→ **AIM OF THE TASK**: Among the entries below, one stretch runs from the line that contains "--- a/src/deep_links/mod.rs" through the line that contains "streaming_server is reachable". Repeat that stretch exactly, ends included, and only that.

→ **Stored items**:
^^^^
PR #556, opened 2023-11-09
wrap suggested stream in resource loadable

TheBeastLT:
Wrap `suggested_stream` in a `ResourceLoadable` as it is valuable to know at what stage the suggested stream resolving is. Ie it's good to know that the required addon has finished loading, but no suggested stream was found, so then if you have some waiting screen you can stop waiting and display stream selection screen instead.


elpiel (approved):

elpiel:
LGTM!

PR #557, opened 2023-11-10
Fix external player link streaming server url

### LINKED ISSUE #404: Video url always using local server IP
Currently on web.stremio it's always using the local server IP when trying to fetch videos. 
If I added an external server url in the settings, then attempt to play a video it uses the local server IP as a hostname not the external server's which cause it to show an error saying I must use an external player and when I click that it downloads a .m3u file with an url with the local IP:
image
Meanwhile it's actually working correctly on the desktop app and the old app.strem.io website.

### LINKED ISSUE #431: Streaming URL hostname is wrong
Copying the streaming URL yields something like:

```http://10.0.0.140:11470/...``` ... which does not work, rather than using the hostname provided in streaming URL in settings (which does work)

When opening the stream in external player, it also does not work.

### PR DESCRIPTION
**Pull request by tymmesyde**
Close #539 
Fix https://github.com/Stremio/stremio-web/issues/404
Fix https://github.com/Stremio/stremio-web/issues/431

### DIFF
--- a/src/deep_links/mod.rs
+++ b/src/deep_links/mod.rs
@@ -64,6 +64,7 @@ impl From<(&Stream, Option<&Url>, &Settings)> for ExternalPlayerLink {
     ///
     /// [`StreamingServer::base_url`]: crate::models::streaming_server::StreamingServer::base_url
     fn from((stream, streaming_server_url, settings): (&Stream, Option<&Url>, &Settings)) -> Self {
+        // Use streaming_server_url from settings if streaming_server is reachable
         let streaming_server_url = streaming_server_url.map(|_| &settings.streaming_server_url);
         let http_regex = Regex::new(r"https?://").unwrap();
         let download = stream.download_url();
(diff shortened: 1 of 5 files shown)

### CODE REVIEW

**Comment by tymmesyde** [comment]
@edde746 Can you test this when you have the time and let me know if it's working for you ?

**Comment by edde746** [comment]
Works

**Comment by tymmesyde** [comment]
> Works

Thank you !

File: src/deep_links/mod.rs [hunk 1]
```diff
@@ -64,6 +64,7 @@ impl From<(&Stream, Option<&Url>, &Settings)> for ExternalPlayerLink {
     ///
     /// [`StreamingServer::base_url`]: crate::models::streaming_server::StreamingServer::base_url
     fn from((stream, streaming_server_url, settings): (&Stream, Option<&Url>, &Settings)) -> Self {
+        let streaming_server_url = streaming_server_url.map(|_| &settings.streaming_server_url);
```
elpiel, line 68:
```suggestion
        // Only if the streaming server is available, make sure to use the settings url
        // as it might contain a remote url of the server,
        // otherwise, deeplinks will be broken for remote server
        let streaming_server_url = streaming_server_url.map(|_| &settings.streaming_server_url);
```

elpiel (approved):

PR #561, opened 2023-11-13
feat: Seek log

elpiel:
- Adds a new PlayerAction for playing the `NextVideo`
- creates seek logs when the user seeks the video
- sends seek log request after `Unload` (with no outro information) or `NextVideo` action (with current offset as `outro`)


src/runtime/msg/action.rs
```diff
@@ -143,6 +143,13 @@ pub enum ActionPlayer {
     PausedChanged {
         paused: bool,
     },
+    /// Play next video, if there is one, applicable to e.g.
+    /// movie series and playing the next episode.
+    NextVideo,
+    /// Video player has ended.
+    /// 2 scenarios are possible:
+    /// - We've watched a movie to the last second
+    /// - We've watched a movie series to the last episode and the last second
```
TheBeastLT: Not sure if it indicates that we've watched to the last episode. This just indicates that the end of currently playing stream was reached.

elpiel: Good point, will check with @tymmesyde as well

src/models/player.rs
```diff
@@ -451,6 +495,30 @@ impl<E: Env + 'static> UpdateWithCtx<E> for Player {
                 };
                 trakt_event_effects.join(update_library_item_effects)
             }
+            Msg::Action(Action::Player(ActionPlayer::NextVideo)) => {
```
TheBeastLT, line 492: Since Unload action happens always as you leave the player view, probably it's a good idea that if we successfully submit seek history data on this next video action to clear  the history, so that we wouldn't submit it again on Unload, which will happen after this action.
Edit: ah, tho I see it's already done as so in the seek_update method 👍

TheBeastLT (approved):

src/models/player.rs
```diff
@@ -873,6 +940,68 @@ fn subtitles_update<E: Env + 'static>(
...
+) -> Effects {
+    let seek_request_effects = match (selected, video_params, series_info, library_item) {
+        (Some(selected), Some(video_params), Some(series_info), Some(library_item)) => {
+            match (
+                &selected.stream.source,
+                selected.stream.name.as_ref(),
+                video_params.hash.clone(),
+            ) {
+                (StreamSource::Torrent { .. }, Some(stream_name), Some(opensubtitles_hash)) => {
+                    let filename_hash = {
```
tymmesyde: Maybe it should be `st_hash` or `stream_name_hash` to not be confused with FileName:
https://github.com/Stremio/stremio-api/blob/master/rpc/seekLog.go#L50C2-L50C10

tymmesyde (approved):
Tested with web
Only thing that i noticed is that it sends the request even if the `seekHistory` and `skipOutro` are empty

src/models/player.rs
elpiel: Ok, will change

PR #562, opened 2023-11-14
feat: implement search history bucket

tymmesyde:
Related https://github.com/Stremio/stremio-tasks/issues/87

Implement search history bucket, updated when Load action for CatalogsWithExtra is dispatched with search extra param
Also add a Ctx action to clear the items of the bucket


src/types/search_history/search_history_bucket.rs
```diff
@@ -0,0 +1,23 @@
+use std::collections::HashMap;
+
+use chrono::{DateTime, Utc};
+use serde::{Deserialize, Serialize};
+use serde_with::serde_as;
+
+use crate::types::profile::UID;
+
+#[serde_as]
```
elpiel: not needed.

src/unit_tests/ctx/update_search_history.rs
```diff
@@ -0,0 +1,152 @@
...
+            action: Action::Load(ActionLoad::CatalogsWithExtra(Selected {
+                r#type: None,
+                extra: vec![ExtraValue {
+                    name: "search".to_owned(),
+                    value: "superman".to_owned(),
+                }],
+            })),
+        })
+    });
+
```
elpiel, line 140: I would add one check here to make sure we actually have something in the search history just in case the action doesn't do what it suppose to do.

elpiel (approved):

PR #570, opened 2023-12-01
add `filename` video param

unclekingpin:


src/addon_transport/http_transport/legacy/mod.rs
```diff
@@ -213,6 +215,14 @@ fn build_legacy_req(transport_url: &Url, path: &ResourcePath) -> Result<Request<
             let video_size = path
                 .get_extra_first_value(VIDEO_SIZE_EXTRA_PROP.name.as_str())
                 .and_then(|video_size| video_size.parse().ok());
+            let video_filename =
```
TheBeastLT, line 224: Probably this should be below the `if let Some(video_size) = video_size {` block, to not split the logic blocks up.

src/models/player.rs
```diff
@@ -860,7 +862,8 @@ fn subtitles_update<E: Env + 'static>(
                         .extend_one(
                             &VIDEO_SIZE_EXTRA_PROP,
                             video_params.size.as_ref().map(|size| size.to_string()),
-                        ),
+                        )
+                        .extend_one(&VIDEO_FILENAME_EXTRA_PROP, video_params.filename.to_owned()),
```
TheBeastLT, line 866: Since this is going to be part of `Stream.behaviourHints` object, maybe we should take from there?

unclekingpin: that logic is in [stremio-video](https://github.com/Stremio/stremio-video/blob/master/src/withStreamingServer/fetchVideoParams.js#L4-L8)

src/addon_transport/http_transport/legacy/mod.rs
unclekingpin: updated

src/models/player.rs
TheBeastLT: Tho that means that every client will have to duplicate this logic, extracting values from `Stream.behaviourHints` and passing them via `VideoParams` instead of core taking care of that.

TheBeastLT (approved):

src/models/player.rs
unclekingpin: yes, every non js app :(
we can think of way to move that logic to rust

PR #571, opened 2023-12-01
prevent unnecessary library updates

unclekingpin:
prevent unnesessary library updates in local storage and api when only mtime is changed


elpiel (approved):
Lgtm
^^^^
→ **EXERCISE RESPONSE**:
--- a/src/deep_links/mod.rs
+++ b/src/deep_links/mod.rs
@@ -64,6 +64,7 @@ impl From<(&Stream, Option<&Url>, &Settings)> for ExternalPlayerLink {
     ///
     /// [`StreamingServer::base_url`]: crate::models::streaming_server::StreamingServer::base_url
     fn from((stream, streaming_server_url, settings): (&Stream, Option<&Url>, &Settings)) -> Self {
+        // Use streaming_server_url from settings if streaming_server is reachable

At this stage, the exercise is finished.